What to work on →
Report each line of the data that includes the word "convention".

Saved entries:
- - -
PR #704, opened 2024-08-13
Clearer photometry naming convention

WillJRoper:
DWISOTT

## Issue Type

- Enhancement

## Checklist


WillJRoper:
As mentioned on slack, theres an issue here.

I can change the `PhotometryCollection` naming convention without issue because it's backend but `Galaxy` defines front facing attributes for `photo_fluxes` and the methods also use this naming convention (same is true for the luminosity equivalents). Changing these would be a front-end change.

WillJRoper:
I fixed the above issue with properties and wrappers to maintain old behaviour (with deprecation warnings). Everything uses the new naming convention but the old one will work.

aswinpvijayan (approved):

PR #705, opened 2024-08-14
Introducing an aperture method for an `Image`

WillJRoper:
This PR introduces a method for applying circular apertures to an `Image` to get the sum of the "signal" in the aperture. This adapts the method used in photutils but introduces threading (because I can) and is between 5 and 10 times faster (in serial) than the photutils version for getting the "aperture photometry" (as they call it). 

An example has been introduced that shows the calculation reproduces the theoretical result exactly. I have not included it in the docs because this is a sufficiently niche use case. If we add any more image analysis then maybe there's an argument for a docs section.

## Issue Type

- Enhancement

## Checklist


src/synthesizer/imaging/extensions/circular_aperture.c
```diff
@@ -0,0 +1,422 @@
...
+#define NPY_NO_DEPRECATED_API NPY_1_7_API_VERSION
+#include <numpy/arrayobject.h>
+
+/* Local includes */
+#include "../../extensions/property_funcs.h"
+#include "../../extensions/timers.h"
+
+/* It's possible we don't have PI... if so define it. */
+#ifndef M_PI
+#define M_PI 3.141592653589793238462643383279502884
```
aswinpvijayan, line 30: Do we need that much precision?

aswinpvijayan (approved):

src/synthesizer/imaging/extensions/circular_aperture.c
WillJRoper: Why not ;). To be fair, this will rarely be used since it'll be defined most of the time.

PR #708, opened 2024-08-16
Introduced rotation methods for particles and galaxies

### LINKED ISSUE #12: Need to include geometry change helper functions
Where should we put these? Things like rotation matrices, face-on, edge-on. Possibly in the galaxy class?

WillJRoper:
This PR introduces the ability to rotate a galaxy/component either in place or returning a new instance. An example demonstrating it has been introduced. 

At the galaxy level the user can select which component's angular momentum should be used for the vector to rotate towards. 

To make this work an angular momentum property has been introduced on a `Particles` object.

Close #12 (finally).

## Issue Type

- Enhancement

## Checklist


WillJRoper:
rot_example

This is the image the example produces demonstrating rotating to face on and edge on based on stellar and gas angular momentum

src/synthesizer/utils/geometry.py
```diff
@@ -0,0 +1,69 @@
...
+    unit = np.array([0.0, 1.0, 0.0])
+
+    # Get the rotation matrix
+    matrix = get_rotation_matrix(vector, unit)
+"""
+
+import numpy as np
+
+
+def get_rotation_matrix(vector, unit=None):
```
aswinpvijayan, line 21: The method is taken directly from stackoverflow, would be nice to quote that: https://stackoverflow.com/questions/43507491/imprecision-with-rotation-matrix-to-align-a-vector-to-an-axis

WillJRoper: Included

WillJRoper:
There has been a significant ruff update that meant everything was breaking (they have improved the import sorting from what I can tell, it now appears to automatically separate internal and external imports).

I've updated the workflows and pre-commit hook to account for this but it means there's a ton of formatting.

aswinpvijayan (approved):

PR #717, opened 2024-08-27
Handle sed objects with ndim > 2

christopherlovell:
Grids have ndim > 2 (e.g. age, metallicity, wavelength). Some of the `sed` class methods strictly test for 2 dimensions, which leads them to break. This updates those checks, to handle sed objects with higher numbers of dimensions.

## Issue Type
- Bug

## Checklist

### DIFF
--- a/src/synthesizer/sed.py
+++ b/src/synthesizer/sed.py
@@ -610,7 +610,7 @@ class Sed:
         # Apply the correct method
         if integration_method == "average":
             # Apply to the correct axis of the spectra
-            if self.ndim == 2:
+            if self.ndim >= 2:
                 lnu = (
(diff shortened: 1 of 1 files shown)


WillJRoper (commented):
I've just set the tests running after the download fail. Happy to approve once they pass but I've mulled these over before... surely there's a way of doing this while avoiding the dimension logic entirely 🤔

christopherlovell:
Yeah I did wonder that, but unfortunately a lot of these methods rely on integration routines from scipy that are necessarily 1D.

This fixes the immediate issue for now at least.

WillJRoper (approved):

PR #718, opened 2024-08-28
Fix parametric young stars

christopherlovell:
Updates the parametric young stars implementation to create individual star particles on the grid. This is opposed to the previous implementation, which was implemented on `generate_lnu` and directly produced the spectra from a parametric stars object; this led to issue with emission models with age dependencies, e.g., the CF00 dust model.

In this implementation new stars are created on the grid. These can then be self consistently treated as normal star particles for all downstream tasks. The old stars are saved on the object, as well as details of the parametrisation. This means that the procedure can be reversed, or new parametrisations applied, relatively easily.

This relies on the `add_parts` branch, and makes some additional modifications to this to generalise addition of particle stars object array attributes. 

Additional changes:
- renames `particle.stars.sample_sfhz` to `sample_sfzh`
- fixes a bug in generate_lnu where `fesc` could be equal to None
- adds checks for nan or inf on particle stars input (ages, metallicities, initial_masses)
- adds properties on particle stars object for integrated total mass and SFR (optional timescale)
- fixes shape issues in some `measure_` methods on `sed`

## Issue Type
- Enhancement
- Bug

## Checklist


WillJRoper (approved):

examples/cosmo/plot_parametric_young_stars.py
WillJRoper, line 1: I've edited this to make it run but I'm not sure it's actually giving the right answer. Could you take a look and make sure you're happy with the output? Currently it outputs this plot:
resample_example
Which doesn't look at all right.

WillJRoper (changes requested):
This looks good overall but possibly some sticky corners still.

Currently we're missing a method to "unresample", i.e. it would be nice to have a front facing function that will return a `Stars` object to its pre-resampling state using `_remove_stars`.

src/synthesizer/particle/stars.py
```diff
@@ -590,29 +839,66 @@ def generate_lnu(
...
 
-    def _parametric_young_stars(
+        # Check the arguments we've been given
+        self._check_star_args()
+
+    def parametric_young_stars(
         self,
-        pmask,
         age,
         parametric_sfh,
```
WillJRoper, line 890: Can we not request a class (uninstatiated) here in stead of a string? Feels a bit more intuitive and future proof.

src/synthesizer/particle/stars.py
```diff
@@ -641,8 +984,57 @@ def _parametric_young_stars(
...
+            ]
+        )
+
+        # Find the grid indexes on the parametric grid
+        grid_indexes = index_pairs[stars.sfzh > 0]
+
+        # Create new particle stars object from non-empty SFZH entries
+        new_stars = self.__class__(
+            stars.sfzh[stars.sfzh > 0] * Msun,
+            10 ** grid.log10ages[grid_indexes[:, 0]] * yr,
```
WillJRoper, line 1003: FYI @christopherlovell, found a bug here. This was previously `grid.log10ages[grid_indexes[:, 0]]` but particle stars take pure ages.

WillJRoper (approved):

PR #725, opened 2024-09-06
Ensuring unit consistency in Emission generators

WillJRoper:
While ensuring the dust emission being generated was actually right I stumbled across some inconsistencies. To avoid these inconsistencies units are now used in the generation of spectra. Also:

- Doc strings have been cleaned up.
- `planck` has been "fixed" to produce spectral luminosity density rather than spectral radiance density. In reality this never mattered because the output was always normalised but meant the units were wrong (and would give an incorrect answer if called separately).
- Normalisation is now done consistently using `Sed` methods rather than `scipy`.

I've also updated the ruff workflow version to use the latest hash and fixed an issue introduced in #727 

## Issue Type

- Bug
- Enhancement

## Checklist

### DIFF
--- a/src/synthesizer/emission_models/dust/emission.py
+++ b/src/synthesizer/emission_models/dust/emission.py
@@ -148,11 +148,7 @@ class EmissionBase:
         # multidiensional arrays properly)
         if bolometric_luminosity.value.ndim == 0:
             lnu = (
-                bolometric_luminosity.to("erg/s").value
-                * self._get_spectra(lam)._lnu
-                * erg
-                / s
-                / Hz
+                bolometric_luminosity.to("erg/s") * self._get_spectra(lam).lnu
             )
         else:
             lnu = (
@@ -164,6 +160,8 @@ class EmissionBase:
                 / s
                 / Hz
             )
+
+        print(bolometric_luminosity)
 
         # Create new Sed object containing dust emission spectra
         return Sed(lam, lnu=lnu)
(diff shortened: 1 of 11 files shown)


WillJRoper:
And the untis pay off: the `Greybody` had a rogue extra nu in it. The emissivity can be a function of `nu` but there is not `nu*emissivity`.

src/synthesizer/emission_models/dust/emission.py
```diff
@@ -358,40 +377,44 @@ def _lnu(self, nu: unyt_array) -> unyt_array:
                 The unnormalised spectral luminosity density.
 
         """
+        # Ensure we have units on nu
+        if not has_units(nu):
+            raise exceptions.InconsistentArguments(
+                f"Frequency must be a given with units. (type(nu)={type(nu)})"
+            )
 
-        return nu**self.emissivity * planck(nu, self.temperature)
```
aswinpvijayan, line 362: This is actually correct. That is the functional form. The units are supposedly corrected at normalisation. One thing we could do make it (nu/nu_0)**emissivity to make it unitless?

aswinpvijayan: See for the different parameterisation definitions of the IR emission in: https://ui.adsabs.harvard.edu/abs/2012MNRAS.425.3094C/abstract

WillJRoper: Sure, we could do that. The pure nu multiplication isn't dimensionally consistent so we should avoid it. Seems a weird parametrisation though. Can't look at the paper right now but I'll check it out.

aswinpvijayan: It is defined as a proportionality in their definition, so probably they did not care about the units.

WillJRoper: That'd do it 😂. We can just arbitrarily divide by Hz to maintain the previous behaviour?

stephenmwilkins (approved):

PR #727, opened 2024-09-10
BUGFIX: Fixing `Grid.get_spectra` edge case 

WillJRoper:
@stephenmwilkins found a bug where the result of `measure_bolometric_luminosity` differed from the numpy result but only when the `Sed` was sourced from `Grid.get_spectra` which did not previously associate units to the grid point it made the `Sed` from. It is unclear exactly what causes this but passing units (which would be best practice anyway) fixes this issue immediately.

## Issue Type

- Bug

## Checklist

### DIFF
--- a/src/synthesizer/emission_models/operations.py
+++ b/src/synthesizer/emission_models/operations.py
@@ -591,9 +591,9 @@ class DustAttenuation:
         """
         # Unpack the tau_v value unpacking any attributes we need
         # to extract from the emitter
-        tau_v = 1
+        tau_v = 0
         for tv in this_model.tau_v:
-            tau_v *= getattr(emitter, tv) if isinstance(tv, str) else tv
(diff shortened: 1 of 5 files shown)


src/synthesizer/emission_models/operations.py
stephenmwilkins, line 1: Can you add a quick comment justifying these changes?

stephenmwilkins (changes requested):
Just add a comment about the changes to the dust.

src/synthesizer/emission_models/operations.py
WillJRoper: This fixes the multiplication which should have been an addition. Luckily everyone has been using individual models for different optical depths instead of the tuple of different optical depths. 

No idea how it survived this long 😅

stephenmwilkins (approved):

Issue #691, opened 2019-10-02
IsValuePreserving treats Dynamic_bounds_cast and Assume_bounds_cast as value preserving


kkjeer:
For a function that involves bounds cast expressions, such as:
```
void f(_Array_ptr<char> a : bounds(
             _Assume_bounds_cast<_Array_ptr<int>>(a, count(7)),
             _Assume_bounds_cast<_Array_ptr<int>>(a, count(7)) + 4)
);

void f(_Array_ptr<char> a : bounds(
             _Dynamic_bounds_cast<_Array_ptr<int>>(a, count(7)), 
             _Assume_bounds_cast<_Array_ptr<int>>(a, count(7)) + 4)
) {}
```
Since `_Dynamic_bounds_cast` and `_Array_bounds_cast` are marked as value preserving, `_Assume_bounds_cast<_Array_ptr<int>>(a, count(7))` and `_Dynamic_bounds_cast<_Array_ptr<int>>(a, count(7))` are treated as lexicographically equal, and the above example compiles when it should not.

Issue #331, opened 2017-06-22
StmtProfile.cpp missing some bounds information


dtarditi:
- VisitRangeBoundsExpr needs to examine relative alignment information.
- VisitBoundsCastExpr needs to examine target bounds.

kkjeer:
The issue with bounds cast expressions is described in #691.

PR #692, opened 2019-10-03
Add relative alignment to StmtProfiler::VisitRangeBoundsExpr

kkjeer:
Visit the relative bounds clause (if any) for a RangeBoundsExpr in StmtProfiler::VisitRangeBoundsExpr. This means that examples such as the following now do not compile:

```
void f(_Array_ptr<int> p : bounds(p, p + 1) rel_align(char);
void f(_Array_ptr<int> p : bounds(p, p + 1) rel_align(double) {}
```

This addresses the first part of issue #331 (VisitRangeBoundsExpr needs to examine relative alignment information). Issue #691 tracks work related to VisitBoundsCastExpr and will be addressed in a separate PR.

Tests:
* Add bounds-rel-align.c to test function declarations involving parameters with rel_align and rel_align_value clauses
* Existing tests pass

### DIFF
--- a/lib/AST/StmtProfile.cpp
+++ b/lib/AST/StmtProfile.cpp
@@ -1298,6 +1298,19 @@ void StmtProfiler::VisitNullaryBoundsExpr(const NullaryBoundsExpr *S) {
 void StmtProfiler::VisitRangeBoundsExpr(const RangeBoundsExpr *S) {
   VisitExpr(S);
   ID.AddInteger(S->getKind());
+
+  if (S->hasRelativeBoundsClause()) {
+    RelativeBoundsClause *R = S->getRelativeBoundsClause();
+    switch (R->getClauseKind()) {
+    case RelativeBoundsClause::Kind::Type:
+      VisitType(cast<RelativeTypeBoundsClause>(R)->getType());
+      break;
+    case RelativeBoundsClause::Kind::Const:
+      VisitExpr(cast<RelativeConstExprBoundsClause>(R)->getConstExpr());
+      break;
+    }
+  }
+
 }
 
 void StmtProfiler::VisitInteropTypeExpr(
--- a/lib/AST/StmtProfile.cpp
+++ b/lib/AST/StmtProfile.cpp
@@ -1308,9 +1308,12 @@ void StmtProfiler::VisitRangeBoundsExpr(const RangeBoundsExpr *S) {
     case RelativeBoundsClause::Kind::Const:
       VisitExpr(cast<RelativeConstExprBoundsClause>(R)->getConstExpr());
       break;
+    default: {
+	}
     }
+  } else {
+	ID.AddPointer(nullptr);
   }
-
 }
 
 void StmtProfiler::VisitInteropTypeExpr(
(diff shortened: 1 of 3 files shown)


test/CheckedC/static-checking/bounds-rel-align.c
```diff
@@ -0,0 +1,142 @@
...
+             : bounds(p, p + 1) rel_align(short)); // expected-note {{previous bounds declaration is here}}
+
+void fail4(_Array_ptr<int> p
+             : bounds(p, p + 1) rel_align(struct S1)) {} // expected-error {{function redeclaration has conflicting parameter bounds}}
+
+//
+// Test declaration and definition of functions with a range bounds parameter with a rel_align_value clause.
+//
+
+const int val1 = 6;
```
sunnychatterjee: Have you tried with more complicated compile time expressions like constexpr int val3 = foo(); where "foo" returns '5+1' as a constexpr?

test/CheckedC/static-checking/bounds-rel-align.c
```diff
@@ -0,0 +1,142 @@
+// Tests for checking that function declarations involving range bounds
+// account for relative alignment information.
+//
+// RUN: %clang -cc1 -fcheckedc-extension -Wcheck-bounds-decls -verify %s
```
dtarditi: You don't need the -fcheckedc-extension flag.

test/CheckedC/static-checking/bounds-rel-align.c
dtarditi: This test is for C, not C++, so we don't have constexpr available.

lib/AST/StmtProfile.cpp
```diff
@@ -1298,6 +1298,22 @@ void StmtProfiler::VisitNullaryBoundsExpr(const NullaryBoundsExpr *S) {
...
+  if (S->hasRelativeBoundsClause()) {
+    RelativeBoundsClause *R = S->getRelativeBoundsClause();
+    switch (R->getClauseKind()) {
+    case RelativeBoundsClause::Kind::Type:
+      VisitType(cast<RelativeTypeBoundsClause>(R)->getType());
+      break;
+    case RelativeBoundsClause::Kind::Const:
+      VisitExpr(cast<RelativeConstExprBoundsClause>(R)->getConstExpr());
+      break;
+    default: {
```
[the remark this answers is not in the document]
dtarditi: I agree with this suggestion.

lib/AST/StmtProfile.cpp
```diff
@@ -1298,6 +1298,20 @@ void StmtProfiler::VisitNullaryBoundsExpr(const NullaryBoundsExpr *S) {
 void StmtProfiler::VisitRangeBoundsExpr(const RangeBoundsExpr *S) {
   VisitExpr(S);
   ID.AddInteger(S->getKind());
+
+  if (S->hasRelativeBoundsClause()) {
+    RelativeBoundsClause *R = S->getRelativeBoundsClause();
+	RelativeBoundsClause::Kind CK = R->getClauseKind();
+	if (CK == RelativeBoundsClause::Kind::Type) {
```
mgrang: You can leave out braces in single statement if's.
- - -
Answer section →
Clearer photometry naming convention
I can change the `PhotometryCollection` naming convention without issue because it's backend but `Galaxy` defines front facing attributes for `photo_fluxes` and the methods also use this naming convention (same is true for the luminosity equivalents). Changing these would be a front-end change.
I fixed the above issue with properties and wrappers to maintain old behaviour (with deprecation warnings). Everything uses the new naming convention but the old one will work.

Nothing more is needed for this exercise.